What this scenario does: Retrieves tickets in Zendesk, compares the ticket’s descriptions to predefined keywords (apps) and if there’s a match, the apps are added to Airtable.
Level Of Difficulty: Intermediate
Implementation Time: 20 mins
Doing some market research on what your users or customers are asking about the most? How about which apps they need the most content on? Well that’s exactly what this scenario does by retrieving the apps users mention in tickets for further analysis. Of course, you can adapt it to fit your specific needs. So let’s begin.
Configuring the scenario
The scenario consists of the following modules:
- Zendesk > Watch tickets
- Zendesk > Get a user
- Tools > Set variable
- Tools > Text aggregator
- Airtable > Create a record
Here’s the scenario:
The scenario starts with the Zendesk > Watch tickets module. First you need to add a connection to Integromat. In the Watch field, you have the option of selecting Only new tickets or All changes. Select Only new tickets and under Status, select New:
Now you need to retrieve the user’s details which is required for Airtable. In order to do that, add the Zendesk > Get a user module and simply map the Requester ID element outputted by the Watch tickets module to the User ID field:
The next step is to separate each word in the ticket’s description in order to match them to the predetermined keywords added to the subsequent modules.
To do this, add the Tools > Set variable module and give the variable a name. To split the words, select the split function found under the Text and binary tab. Next, map the Description element outputted by the Watch tickets module within the brackets and add the space element also found under the Text and binary tab:
A Router follows splitting the scenario into 2 routes. The top route is for keywords which are actually various apps and the bottom route is specifically for e-commerce apps.
Let’s look at the top route. Since you want to verify if the ticket’s description contains these keywords, you need to add these keywords to the Tools > Set variable module to create an array containing a collection of them.
Under the Function for working with arrays tab, select the add function, then map the emptyarray element and enter the keywords in the brackets:
Next you need to iterate through the ticket description array created by the first Set variable module in order for it to be used in the subsequent filter. Add an Iterator and simply map the variable (Ticket_description in this case) element to the Array field:
Between the Iterator and the Tools > Text Aggregator is a filter:
The purpose of this filter is to verify if the keywords match any of the words in the ticket’s description. Map the variable (accepted_keywords in this case) element outputted by the second Set variable module to the top field, select the Contains (case insensitive) array operator and map the Value element outputted by the Iterator to the bottom field:
If there are multiple apps that match the keywords, each app will be added to a new row in the table. The purpose of the Tools > Text aggregator module is to aggregate these apps so that it can be added to a single row in the table.

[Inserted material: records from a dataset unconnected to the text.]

PR #1682, opened 2024-04-05
Track whether a constraint requires consultation

benjamineskola:
### Description of change

We need to track the difference between a constraint that doesn't need consultation, and a constraint that simply hasn't had a consultee assigned to it yet.

### Story Link

https://trello.com/c/zKNjrVNd/2709-allow-marking-constraints-as-not-requiring-a-consultee

### Screenshots

Screenshot 2024-04-08 at 11 36 08

Screenshot 2024-04-08 at 11 37 26

### DIFF
--- a/app/views/shared/_consultees_table.html.erb
+++ b/app/views/shared/_consultees_table.html.erb
@@ -24,6 +24,9 @@
         <% else %>
           <%= render StatusTags::BaseComponent.new(status: "not_assigned") %>
         <% end %>
+        <% unless constraint.consultation_required? %>
+          <%= render StatusTags::BaseComponent.new(status: "not_required") %>
+        <% end %>
       </td>
     </tr>
   <% end %>
--- a/db/migrate/20240405154811_add_consultation_required_to_planning_application_constraint.rb
+++ b/db/migrate/20240405154811_add_consultation_required_to_planning_application_constraint.rb
@@ -1,0 +1,16 @@
+# frozen_string_literal: true
+
+class AddConsultationRequiredToPlanningApplicationConstraint < ActiveRecord::Migration[7.1]
+  def change
+    add_column :planning_application_constraints, :consultation_required, :boolean
+
+    up_only do
+      PlanningApplicationConstraint.find_each do |constraint|
+        constraint.update!(consultation_required: true)
+      end
+
+      change_column_default :planning_application_constraints, :consultation_required, true
+      change_column_null :planning_application_constraints, :consultation_required, false
+    end
+  end
+end
--- a/app/controllers/planning_applications/consultee/assign_constraints_controller.rb
+++ b/app/controllers/planning_applications/consultee/assign_constraints_controller.rb
@@ -8,7 +8,8 @@ module PlanningApplications
 
       def create
         respond_to do |format|
-          if planning_application_constraint.update(consultee_id: consultee_id)
+          if planning_application_constraint.update(consultee_id: consultee_id,
+            consultation_required: consultation_required)
             format.html do
               redirect_to planning_application_consultees_url(@planning_application)
             end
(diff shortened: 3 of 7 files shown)


pixeltrix:
Isn't it possible we'll need multiple consultees for some constraints?

benjamineskola:
> Isn't it possible we'll need multiple consultees for some constraints?

Yes. It's a one-to-many relationship to allow for that in future. But right now the requirement is just to ensure that there is _at least_ one person being consulted.

app/views/shared/_consultees_table.html.erb
```diff
@@ -9,7 +9,7 @@
   </thead>
   <tbody class="govuk-table__body">
   <% @planning_application.planning_application_constraints.each do |constraint| %>
-    <tr class="govuk-table__row">
+    <tr class="govuk-table__row" id="constraint-<%= constraint.id %>">
```
pixeltrix, line 12: We should try to avoid injecting ERB in attributes because escaping inside HTML attributes is different from escaping HTML elements - always use a tag helper like this:

``` ruby
<%= tag.tr(id: "constraint-#{constraint.id}", class: "govuk-table__row") do %>
...
<% end %>
```

This ensures attributes are escaped properly and we don't inadvertently open an XSS hole.

app/views/shared/_consultees_table.html.erb
```diff
@@ -24,11 +24,14 @@
         <% else %>
           <%= render StatusTags::BaseComponent.new(status: "not_assigned") %>
         <% end %>
+        <% unless constraint.consultation_required %>
```
pixeltrix, line 27: Should use the query method `consultation_required?` here

app/views/shared/_consultees_table.html.erb
```diff
@@ -24,11 +24,14 @@
...
+          <%= render StatusTags::BaseComponent.new(status: "not_required") %>
+        <% end %>
       </td>
     </tr>
   <% end %>
   <% @planning_application.consultation.consultees.unassigned.find_each do |consultee| %>
-    <tr class="govuk-table__row">
+    <tr class="govuk-table__row" id="consultee-<%= consultee.id %>">
```
pixeltrix, line 34: Same comment about HTML attributes as above

db/migrate/20240405154811_add_consultation_required_to_planning_application_constraint.rb
```diff
@@ -0,0 +1,7 @@
+# frozen_string_literal: true
+
+class AddConsultationRequiredToPlanningApplicationConstraint < ActiveRecord::Migration[7.1]
+  def change
+    add_column :planning_application_constraints, :consultation_required, :boolean, null: false, default: true
```
pixeltrix, line 5: Not really a problem now but this will cause a table lock as the default is backfilled - if we were live we'd use `change_column_null` and `change_column_default` after backfilling using `Modle.find_each`.

Wonder whether it's worth adding the [strong_migrations][1] gem to avoid this scenario going forward?

[1]: https://github.com/ankane/strong_migrations

pixeltrix (changes requested):

db/migrate/20240405154811_add_consultation_required_to_planning_application_constraint.rb
benjamineskola: That's a good point — you've mentioned it a few times now and even if it's not strictly necessary yet it's probably better to start sooner than later. (Otherwise, chances are we won't get around to it until it's too late.)

I'll rewrite this migration using the pattern from the few recent migrations.

app/views/shared/_consultees_table.html.erb
benjamineskola: I actually added this in order to make the tests more specific (to pick the right row) and then ended up not using it, so I might as well just remove it.

pixeltrix (approved):

PR #33, opened 2015-07-22
Captcha

voodoorai2000:


xuanxu:
Merged master to have it updated.
@voodoorai2000 I can't see the captcha in my machine even with the captcha keys configured in the enviroment, is it working for you in local?

voodoorai2000:
Good catch @xuanxu!
Indeed it was only working after a refresh. 
It was missing a turbolinks option when following the new_debate_path.
Let's see how it's looking now.

PR #35, opened 2015-07-25
configures database_cleaner

voodoorai2000:


voodoorai2000:
Included in https://github.com/AyuntamientoMadrid/participacion/pull/40

PR #90, opened 2015-08-04
Adds badges for travis, code climate and gemnasium

kikito:


kikito:
Pending: Coveralls badge

PR #108, opened 2015-08-06
Adds CSS class to voted options

xuanxu:
Ref: #88 
After this @decabeza has to create the proper styles


app/views/debates/_votes.html.erb
```diff
@@ -1,7 +1,16 @@
+<% voted_classes = case @voted_values[debate.id]
+    when true
+      {in_favor: "voted", against: "no-voted"}
+    when false
+      {in_favor: "no-voted", against: "voted"}
+    else
+      {in_favor: "", against: ""}
+  end %>
```
kikito: This belongs in a helper.

xuanxu: so true, moved 37199125f

PR #182, opened 2015-08-17
Organizations 99

kikito:
Implements #99 

Adds a new "register as organization" in the registration footer:
participacion

The organization registration folder is different from the regular one - it has organization-related fields and it does not have first_name or last_name.
screen shot 2015-08-17 at 17 22 35

Administrators can Validate, Reject and Filter organizations in the administration menu:
screen shot 2015-08-17 at 17 20 06

The "My account" page always changes when your account is an organization account:
screen shot 2015-08-17 at 17 21 08


xuanxu:
:tada: :+1:

PR #209, opened 2015-08-20
Added ghostscript to Readme. Required for captcha

alejanderl:
One test was failing apparently cause ghostscript was missing.
All test passing after `brew install ghostscript`
 I thought would be nice to include in the README file


voodoorai2000:
¡Gracias @alejanderl!

PR #246, opened 2015-08-25
N plus 1

kikito:
Related with #228

- [x] Installs bullet and runs it on the feature specs
- [x] Removes default scopes and adds them when necessary
- [x] Adds cached fields for vote counts


kikito:
Cancelada por #255 y #253

PR #247, opened 2015-08-25
Add filters to debates index page

mlovic:
Allows user to select one of three filters to specify the order in which debates are listed on /debates page. 'Sort by newest' is the default. Issue #193

All tests pass except for "I18n does not have unused keys" as some of these are generated dynamically in app/views/debates/_filter_selector.erb


mlovic:
Borré el branch de mi repositorio estando el PR cerrado y ya no me deja volver a abrirlo... Abriré uno nuevo.

PR #250, opened 2015-08-26
Add filters to specify order of debates#index

mlovic:
Allows user to select one of three filters to specify the order in which debates are listed on /debates page. 'Sort by newest' is the default. Issue #193

All tests pass except for "I18n does not have unused keys" as some of these are generated dynamically in app/views/debates/_filter_selector.erb


mlovic:
Cualquier sugerencia es bienvenida.

No sé qué hacer con el test que no pasa. El problema es que no reconoce que haya usado los keys para los filtros al haberlos generado interpolando el nombre del filtro   `t("debates.index.filter_#{f}")`

Podría quitar el loop, "hardcode" los nombres de los filtros y evitar la interpolación.

xuanxu:
Thanks @mlovic, but the filters in the PR only reorders the debates of the page. This solution would only work if the index page shows all the debates, but that is not the case, we are showing just a few and paginating.

The point of the issue is to apply the filter to the db query, so you get the debates ordered from the db. In order to do that it's probably needed to add some scopes and apply them depending on the selected search filter.

mlovic:
Thanks @xuanxu, I understand what you mean. I had not thought about the pagination, sorry about that. I will comment again when I have it fixed!

xuanxu:
:+1: if you prefer you can close this PR and open another once your done

PR #349, opened 2015-09-03
Smaller, better, no reason for the image being so big?

dbillionlabs:
The biggest image of the site is this one, and I think there's no need for it to be so big. Also downscaling take CPU and time.


xuanxu:
:+1: Gracias!

PR #353, opened 2015-09-04
Hot score 347

kikito:
Adds:
* A new order in the select for debates#index and Home#index
* A hot_score field to Debate
* It is recalculated before_save
* It takes into account positive & negative votes, amount of votes, amount of comments and created_at
* It is automatically recalculated when voting or adding a comment to a debate
* There is also `rake debates:hot_score` for recalculating in all debates


db/schema.rb
```diff
@@ -131,6 +132,16 @@
 
   add_index "identities", ["user_id"], name: "index_identities_on_user_id", using: :btree
 
+  create_table "inappropiate_flags", force: :cascade do |t|
```
xuanxu: ojo @kikito que parece que tienes en tu bd esto viejo

PR #451, opened 2015-09-09
Adds utf-8 cleaner

kikito:
Do not merge, needs a test.

Prevents 'Invalid byte sequence in UTF-8' by cleaning params up before
they reach the app with a rack middleware.


kikito:
Cerrando esta pr. Precisamente las cadenas no-utf8 que nos están llegando ahora mismo son cadenas en el POST, que es precisamente [lo que utf8-cleaner deja sin tocar](https://github.com/singlebrook/utf8-cleaner/blob/master/spec/middleware_spec.rb#L42-L50)

Issue #1474, opened 2017-03-28
Thanks page after creating a proposal


decabeza:
Now when user create a new proposal only appears a simple alert and the view: `proposal / show`

![new_proposal_alert](https://cloud.githubusercontent.com/assets/631897/24415408/ad0cb5e4-13e1-11e7-837d-2c99dcbb160a.png)

The idea is to create a new page before, inviting the user to share the new proposal, and for example add a link to a more information page to improve the campaign:

![new_proposal_page](https://cloud.githubusercontent.com/assets/631897/24415542/112daae2-13e2-11e7-877a-ed7a5226c09a.png)

bertocq:
I think I'm going to adventure with this one as well.

Just to be clear upfront, I imagine this to be implemented by creating a `/proposals/:id/share` route/page that could be reusable in other scenarios (instead of a thank you one). And will hold that "¡Has creado una nueva propuesta!" only if you come from the creation action. If that doesn't sound like the idea just ping me :)

bertocq:
@decabeza so far I've been able to get:

![screen shot 2017-05-30 at 14 40 14](https://cloud.githubusercontent.com/assets/983242/26585792/840c6ffc-454d-11e7-86a9-f2b0b30976d8.jpg)

Althought the `También puedes ver más información de como mejorar tu campaña.` text is not present because I'm not sure which url/path should be used on the link.. its a new page or an existing one?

Select the Iterator as the Source Module, Other as the Row separator and enter a comma (,) as the Separator. Also tick the Stop processing after an empty aggregation option:
In the advanced settings, simply map the Value element outputted by the Iterator to the Text field:
In the Airtable > Create a record module, select the Base and the Table. Then, map the relevant elements outputted by the Zendesk > Get a user module to the corresponding fields in the table:
In most cases, apps will be mentioned multiple times in a ticket which results in duplicates being added to the table. To avoid this, you need to use several functions.
First add the deduplicate function to the App field:
Next, add the split and the lower function. The lower function is used since in most cases when users type the name of an app multiple times, some may begin with a lowercase and others with uppercase.
Lastly, map the Text element outputted by the Text Aggregator within the brackets:
In the Title and Description fields, map the Subject and Description elements outputted by the Zendesk > Watch tickets module:
Moving on to the bottom route..
The only difference between the top and bottom route is that the Set variable module contains Ecommerce apps (keywords):
The rest of the modules have the same configuration as those on the top route.
Now let’s test the scenario.
Here, 10 tickets were retrieved from Zendesk, the apps mentioned in the ticket’s descriptions matched 2 keywords on the top route and 3 on the bottom route:
The apps were added to the table:
Tada! Hope you found this tutorial useful and will implement it soon.